EXERCISE DIRECTIONS:
Would you reproduce every line of the material exactly?

-- GIVEN INFORMATION follows --

PR #1186, opened 2020-01-25
Add equiv_path_forall2 and define path_forall2 using it

jdchristensen:
I needed `equiv_path_forall2`, and it seemed slightly easier to define this directly and then define `path_forall2` using it compared to showing that the existing definition of `path_forall2` is an equivalence.  As a result, `path_forall2` moves from Overture to Forall.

-- GIVEN INFORMATION concluded --

SOLUTION TO THE PROBLEM:
PR #1186, opened 2020-01-25
Add equiv_path_forall2 and define path_forall2 using it

jdchristensen:
I needed `equiv_path_forall2`, and it seemed slightly easier to define this directly and then define `path_forall2` using it compared to showing that the existing definition of `path_forall2` is an equivalence.  As a result, `path_forall2` moves from Overture to Forall.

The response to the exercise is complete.